| REQUIRED ACTION |
Pull each line with the string "generate" from the entries.

(Saved entries)
PR #93, opened 2026-04-24
Add Signature + Verifying key types

jazzz:
This PR prepares for Integrating MLS Conversation type, by adding functionality to generate and verify Ed25519 Signatures.


core/crypto/src/signatures.rs
```diff
@@ -0,0 +1,83 @@
...
+        Self(bytes)
+    }
+}
+
+#[derive(Clone)]
+pub struct Ed25519SigningKey(ed25519_dalek::SigningKey);
+
+impl Ed25519SigningKey {
+    pub fn generate() -> Self {
+        Self(ed25519_dalek::SigningKey::generate(&mut OsRng))
```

| WRITTEN RESPONSE |
This PR prepares for Integrating MLS Conversation type, by adding functionality to generate and verify Ed25519 Signatures.
+    pub fn generate() -> Self {
+        Self(ed25519_dalek::SigningKey::generate(&mut OsRng))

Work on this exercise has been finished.